PR #9255, opened 2026-02-19
Examples: SDL3+WGPU add missing static keyword on function declaration

adembudak:
Missing `static` keyword on function declaration `CreateWGPUSurface(...)` causes declaration and definition difference and fails the [compilation](https://github.com/adembudak/CMakeForImGui/actions/runs/22155231244/job/64057174941). Nitpicky but adding it fixes the problem.

### DIFF
--- a/examples/example_sdl3_wgpu/main.cpp
+++ b/examples/example_sdl3_wgpu/main.cpp
@@ -41,7 +41,7 @@ static int                      wgpu_surface_height = 800;
 
 // Forward declarations
 static bool InitWGPU(SDL_Window* window);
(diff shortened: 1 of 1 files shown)


ocornut:
Hello Adam,

This was intentionally removed in ff673d3 because the function is not used in every code path and declaring as static would triggers other warnings. I picked your commit and reworked is as 3fecb23 to do the opposite: remove the other `static` keyword, which should fix the warning.

Thank you!

adembudak:
Thanks, i also do initially do the same but then later added it instead of removing it. Whatever. Thank you...

PR #9259, opened 2026-02-22
Emscripten Examples: add tabindex=-1 to canvas in shell_minimal.html

pthom:
Hi Omar,

This follows our discussion on the manual, where the Ctrl key could be stuck.

Without tabindex, the canvas element is not focusable in the DOM, so pongasoft/emscripten-glfw's focus/blur listeners on the canvas never fire. This means glfwSetWindowFocusCallback is never called, and ImGui_ImplGlfw_WindowFocusCallback never triggers io.AddFocusEvent(false) -> ClearInputKeys() + ClearInputMouse().

Result: modifier keys (Ctrl, Shift, Alt, Super) get stuck after Cmd-Tab / Alt-Tab window switching.

The default Emscripten shell already includes tabindex=-1.

Ref: https://github.com/pongasoft/emscripten-glfw/issues/29

### DIFF
--- a/examples/libs/emscripten/shell_minimal.html
+++ b/examples/libs/emscripten/shell_minimal.html
@@ -29,7 +29,7 @@
     </style>
   </head>
   <body>
-    <canvas class="emscripten" id="canvas" oncontextmenu="event.preventDefault()"></canvas>
+    <canvas class="emscripten" id="canvas" oncontextmenu="event.preventDefault()" tabindex=-1></canvas>
     <script type='text/javascript'>
       var Module = {
         preRun: [],


ocornut:
Thank you Pascal for your PR.

I'd nice to add a line in the Changelog. Can you clarify if this will only affect `pongasoft/emscripten-glfw`, or it also effectively have a side-effect on GLFW or SDL2/SDL3 emscripten port?

pthom:
Hello Omar,

This will affect all emscripten demos:

```bash
> imgui/ ✗ rg shell_minimal.html | grep Makefile
examples/example_glfw_wgpu/Makefile.emscripten:LDFLAGS += --shell-file ../libs/emscripten/shell_minimal.html
examples/example_sdl2_opengl3/Makefile.emscripten:LDFLAGS += --shell-file ../libs/emscripten/shell_minimal.html
examples/example_sdl3_wgpu/Makefile.emscripten:LDFLAGS += --shell-file ../libs/emscripten/shell_minimal.html
examples/example_glfw_opengl3/Makefile.emscripten:LDFLAGS += --shell-file ../libs/emscripten/shell_minimal.html
examples/example_sdl2_wgpu/Makefile.emscripten:LDFLAGS += --shell-file ../libs/emscripten/shell_minimal.html
examples/example_sdl3_opengl3/Makefile.emscripten:LDFLAGS += --shell-file ../libs/emscripten/shell_minimal.html
```

However, I think it is a step in the right direction since the default emscripten shell does include tabindex. The minimal shell included in ImGui did not. 

I ran tests with  example_glfw_wgpu and example_sdl2_opengl3: they work ok with this change.

Note: as mentioned in https://github.com/pongasoft/emscripten-glfw/issues/29 this is likely to get fixed in glfw-pongasoft. You may want to wait a bit about the status and deployment of this fix. I think it would be nice to have the fix in ImGui, but it will not be mandatory if a fix lands in emcc.

ocornut:
Merged, and you get the coolest short git hash I have ever seen: 2000008

PR #9261, opened 2026-02-24
imgui.h, imgui_demo: add IMGUI_DEMO_MARKER infrastructure for other libraries 

pthom:
Hi Omar,

As we discussed, here is a pull request that I used to make it possible to use markers in other libraries such as ImPlot and ImPlot3D. 

The results can be seen in the brand new version of Dear ImGui manual: https://pthom.github.io/imgui_manual_online/

I tried to make the changes in imgui.h minimal. 
Added this:
```cpp
typedef void (*ImGuiDemoMarkerCallback)(const char* file, int line, const char* section, void* user_data);
extern ImGuiDemoMarkerCallback  GImGuiDemoMarkerCallback;
extern void*                    GImGuiDemoMarkerCallbackUserData;
#define IMGUI_HAS_DEMO_MARKER_CALLBACK
```

Each library that wants to use IMGUI_DEMO_MARKER will have to write this in it demo source file (adapting the name of the file in the macro ("implot3d_demo" in the example below)

```cpp
#ifdef IMGUI_HAS_DEMO_MARKER_CALLBACK
#define IMGUI_DEMO_MARKER(section)  do { if (GImGuiDemoMarkerCallback) GImGuiDemoMarkerCallback("implot3d_demo", __LINE__, section, GImGuiDemoMarkerCallbackUserData); } while (0)
#else
#define IMGUI_DEMO_MARKER(section)
#endif
```

Two example usages in extern libraries:

- in implot: https://github.com/pthom/implot/commit/09a9e957f368c443389aecc816b897cd2999eec4
- in implot3d: https://github.com/pthom/implot3d/commit/1a23299bb7f32ee6682a221b43e4493e6cc3811c

---

I also added markers to the example apps of imgui_demo.cpp.

### DIFF
--- a/imgui_demo.cpp
+++ b/imgui_demo.cpp
@@ -8745,11 +8745,13 @@ static void ShowExampleAppMainMenuBar()
     {
         if (ImGui::BeginMenu("File"))
         {
+            IMGUI_DEMO_MARKER("ShowExampleAppMainMenuBar - Menu File");
             ShowExampleMenuFile();
             ImGui::EndMenu();
         }
         if (ImGui::BeginMenu("Edit"))
         {
+            IMGUI_DEMO_MARKER("ShowExampleAppMainMenuBar - Menu Edit");
             if (ImGui::MenuItem("Undo", "Ctrl+Z")) {}
             if (ImGui::MenuItem("Redo", "Ctrl+Y", false, false)) {} // Disabled item
             ImGui::Separator();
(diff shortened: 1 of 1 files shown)


ocornut:
Following our chat, I have merged:
- 8a15a1064d0b00d2628a20c3907da95b84fd34d4 reworked demo marker infrastructure
- 848da73a81a8a480bc61d1ea282b795e1fb65cc3 added/moved demo markers

pthom:
Many thanks, Omar.
Closing!

PR #9262, opened 2026-02-24
SDLGPU3: Remove unnecessary call to SDL_WaitForGPUIdle.

jaenis:
This call caused SDL3 to wait until all commands sent to GPU were finished, possibly taking very long time. 
However, it is not needed since SDL3 will automatically handle deferred buffer deletion.


ocornut:
Thank you!
Initial commit 8bbccf7a has this already (I don't know if SDLGPU3 specs were the same already, I would assume so).

This seems correct accordingly to documentation which says "Frees the given transfer buffer as soon as it is safe to do so.".

Merged as dd5c604.

PR #9454, opened 2026-06-23
Fix context menu input not honouring 'NavEnableGamepad'.

Clownacy:
Just a simple copy-paste error.


ocornut:
Nice catch, thank you! Merged as b2377d6!

PR #9458, opened 2026-06-29
Metal 4 backend and example

AmelieHeinrich:
Wrote up a quick Metal 4 backend + example for ImGui. Runs flawlessly on macOS 27 Beta 2.

TODO:
- Currently ImTexID is just a regular MTLTexture, however in Metal 4, it is easier to go through lightweight views via MTLTextureViewPool. Adding it is optional but could be nice to have.
- No Metal-cpp yet

Hopefully this is up to this repo's standards o7
image


ocornut:
Thank you Amélie for PR.
I am currently unable to test that but it looks good (I briefly reviewed the diff between both backends).

Rather minor feedback: 
- The `ImU32` frames_in_flights in public API can be `int`. We tend to use `int` whenever possible in public API.
- Change the `TODO` block to individual `FIXME: ` lines as typical in the codebase.
- Any reason for removing the 3 lines comment "// A singleton that stores long-lived objects that ...." above MetalContext.
- CI: add building the new example to .github/workflows/build.yml. The `if: github.event_name == 'workflow_run'` option near those examples build is an arbitrary selector: a subset of examples trying to cover all backends is build more often, whereas remaining examples are rebuild a bit more rarely to save on resources.

And
- Q: On `ImTextureID`, should we settle on this now, as presumably changing would be a breaking change? Would you want/need to gather feedback from other users?

To promote that to docking support, the natural way would be:
- to create/change this PR to be over docking.
- with early/first commit known to work under master, and a later commit with just the multi-viewports stuff.
- but if this works already I can totally merge soon in master and the work on multi-viewports can be made in a later PR, as you feel.

What I will do before actually merging is that I'll massage the git history to add a 1st commit that only include a unmodified-renamed copy of the original Metal backend, so in your subsequent commits we see a neat diff. If you are confident with git-fu interactive rebasing/history massaging/force-pushing you can do it yourself as well, but I'm happy to do it as it is pretty common for me to do that sorts of thing.

Thank you!

AmelieHeinrich:
Thanks for the feedback :)

For your questions:
- The 3 line commented probably just slipped through the cracks as I was taking some stuff over from the main metal backend
- As for texture views, the way it works in Metal 4 is that either you create a texture view via `MTLTexture::newTextureViewWithPixelFormat`, or to use a MTLTextureViewPool, which is basically D3D12's descriptor heap. You have a contiguous range of views, you find a free slot, and when passing a texture to a shader you pass the gpuResourceID of the view pool + the texture slot index. Supporting *both* could be possible. It would probably be wise to get some input on what Metal 4 users would prefer.

I'll write up some fixes for what you mentioned. I'm not super confident with git stuff so I'll trust you to do it better than me.
I think in the previous thread where Metal 4 was brought up there was a question of whether the backends should be mixed. I don't think they should, mix/matching Metal3 and 4 is pretty ugly.

ocornut:
Merged this now, thank you!
I inserted a first commit 93dd4c1 which is a copy of the previous Metal backend, then fc63953 has your commits and it's easier to see a diff + minor tweaks/comments caddd26.

Desirable further changes:
- An Apple+Metal4 example?
- ~~metal-cpp support~~
- Multi-viewport support
- Coming to a design decision for ImTextureID. Since this is a new backend I am OK with potential breakage if we decide to change this.

ocornut:
The CI build for example_sdl3_metal4 is failing:
https://github.com/ocornut/imgui/actions/runs/28668979187/job/85027567761

Would you know why?
The image for macos-latest uses macOS-26 and is described at: https://github.com/actions/runner-images/issues/14167

I would assume if Metal4 is macOS-27+ we should disable it from CI and add comments?

AmelieHeinrich:
Metal 4 is macOS 26+, however it seems the CI isn't

image

PR #9459, opened 2026-07-01
Metrics/Debugger: Added DebugDrawCmdCallback + ImGuiDebugDrawCmdCallbackFn

soufianekhiat:
When set, callback draw commands in the Metrics/Debugger's draw-list viewer show a descriptive TreeNode and optionally render mesh/bounding-box overlays on hover, instead of the opaque "Callback %p, user_data %p" bullet.

The callback receives the draw list, the draw command, the two overlay toggles (mesh / bbox) already exposed by the Metrics config, and a text buffer to fill with a short description for the tree label.

- Add ImGuiDebugDrawCmdCallbackFn typedef in imgui.h.
- Add DebugDrawCmdCallback field on ImGuiIO (defaults to NULL).
- In DebugNodeDrawList(), branch on the callback: descriptive TreeNode when set, previous BulletText fallback otherwise. Behaviour is unchanged for users that don't set the callback.

Only thing arbitrary I put 300 for default buffer size.

context: I'm using that on my branch [refacto of ](https://github.com/soufianekhiat/DearWidgets/tree/refacto) to do debug view the glyph in text renderer with slug.

Example of usage:
```cpp
void SlugDebugDrawCmdCallback(ImDrawList* overlay, const ImDrawList* /*draw_list*/,
                              const ImDrawCmd* cmd, bool show_mesh, bool show_aabb,
                              char* out_text, int text_size)
{
	// Only handle our own callbacks; leave others for default display
	if (cmd->UserCallback != SlugRawDraw) {
		if (out_text && text_size > 0) out_text[0] = 0;
		return;
	}
	SlugDrawCBData* d = (SlugDrawCBData*)cmd->UserCallbackData;
	if (!d) {
		if (out_text) ImFormatString(out_text, text_size, "Slug: (null data)");
		return;
	}
	// Fill descriptive text
	if (out_text)
		ImFormatString(out_text, text_size, "Slug: %d tris, BB (%.0f,%.0f)-(%.0f,%.0f)",
		               d->indexCount / 3, d->debugBBMin.x, d->debugBBMin.y, d->debugBBMax.x, d->debugBBMax.y);
	// Draw overlay
	if (overlay)
	{
		ImDrawListFlags backup = overlay->Flags;
		overlay->Flags &= ~ImDrawListFlags_AntiAliasedLines;
		if (show_aabb)
			overlay->AddRect(d->debugBBMin, d->debugBBMax, IM_COL32(255, 255, 0, 255));
		if (show_mesh && d->debugQuads)
		{
			for (int i = 0; i < d->debugQuadCount; i++)
			{
				const ImVec2* q = d->debugQuads + i * 4; // TL, TR, BR, BL
				overlay->AddPolyline(q, 4, IM_COL32(255, 255, 0, 255), ImDrawFlags_Closed, 1.0f);
			}
		}
		overlay->Flags = backup;
	}
}
```

### DIFF
--- a/imgui.cpp
+++ b/imgui.cpp
@@ -17384,7 +17384,20 @@ void ImGui::DebugNodeDrawList(ImGuiWindow* window, ImGuiViewportP* viewport, con
     {
         if (pcmd->UserCallback)
         {
-            BulletText("Callback %p, user_data %p", pcmd->UserCallback, pcmd->UserCallbackData);
+            if (g.IO.DebugDrawCmdCallback)
+            {
+                char buf[300];
+                g.IO.DebugDrawCmdCallback(NULL, draw_list, pcmd, false, false, buf, IM_ARRAYSIZE(buf));
+                bool cb_node_open = TreeNode((void*)(pcmd - draw_list->CmdBuffer.begin()), "Callback: %s", buf);
+                if (IsItemHovered() && (cfg->ShowDrawCmdMesh || cfg->ShowDrawCmdBoundingBoxes) && fg_draw_list)
+                    g.IO.DebugDrawCmdCallback(fg_draw_list, draw_list, pcmd, cfg->ShowDrawCmdMesh, cfg->ShowDrawCmdBoundingBoxes, NULL, 0);
+                if (cb_node_open)
+                    TreePop();
+            }
+            else
+            {
+                BulletText("Callback %p, user_data %p", pcmd->UserCallback, pcmd->UserCallbackData);
+            }
             continue;
         }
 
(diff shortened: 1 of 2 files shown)


ocornut:
If that's a debug tool for a third-party project presumably you don't need to commit it to the main repo? It can be a commit in your fork?

ocornut:
It also feels like that whatever code creates those draw cmd could perfectly them them to a list in your own subsystem where you could have your own debug renderer? You are not extracting much value of reusing Metrics/Debugger window here?

soufianekhiat:
I just illustrate my usecase.
To me it's a missing piece for UserCallback, to let users having infos they need for ui debug. Currently any UserCallback break the debugability.

ocornut:
> I just illustrate my usecase.
To me it's a missing piece for UserCallback, to let users having infos they need for ui debug. Currently any UserCallback break the debugability.

But my point stands, if you use callbacks a lots/wildly, you can very trivially add code that iterates windows or ImDrawData and display the callbacks in whatever way you like, or process that debugging differently.

Right now your suggested scheme without chaining make it that multiple users of callbacks can't easily register debug callbacks. 
The code/API also seem very arbitrary, a single direct call to the callback would be simpler and more flexible.

ocornut:
A better scheme would be:
- a list of hooks
- hooks return true if processed, false if not (->try next hook)
- hooks fully responsible for drawing the node and contents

* * * * * * *

(Task to complete): Copy out the listing above, line by line and exactly, from its first line to the line holding "Result: modifier keys", inclusive.

(Output below):
PR #9255, opened 2026-02-19
Examples: SDL3+WGPU add missing static keyword on function declaration

adembudak:
Missing `static` keyword on function declaration `CreateWGPUSurface(...)` causes declaration and definition difference and fails the [compilation](https://github.com/adembudak/CMakeForImGui/actions/runs/22155231244/job/64057174941). Nitpicky but adding it fixes the problem.

### DIFF
--- a/examples/example_sdl3_wgpu/main.cpp
+++ b/examples/example_sdl3_wgpu/main.cpp
@@ -41,7 +41,7 @@ static int                      wgpu_surface_height = 800;
 
 // Forward declarations
 static bool InitWGPU(SDL_Window* window);
(diff shortened: 1 of 1 files shown)


ocornut:
Hello Adam,

This was intentionally removed in ff673d3 because the function is not used in every code path and declaring as static would triggers other warnings. I picked your commit and reworked is as 3fecb23 to do the opposite: remove the other `static` keyword, which should fix the warning.

Thank you!

adembudak:
Thanks, i also do initially do the same but then later added it instead of removing it. Whatever. Thank you...

PR #9259, opened 2026-02-22
Emscripten Examples: add tabindex=-1 to canvas in shell_minimal.html

pthom:
Hi Omar,

This follows our discussion on the manual, where the Ctrl key could be stuck.

Without tabindex, the canvas element is not focusable in the DOM, so pongasoft/emscripten-glfw's focus/blur listeners on the canvas never fire. This means glfwSetWindowFocusCallback is never called, and ImGui_ImplGlfw_WindowFocusCallback never triggers io.AddFocusEvent(false) -> ClearInputKeys() + ClearInputMouse().

Result: modifier keys (Ctrl, Shift, Alt, Super) get stuck after Cmd-Tab / Alt-Tab window switching.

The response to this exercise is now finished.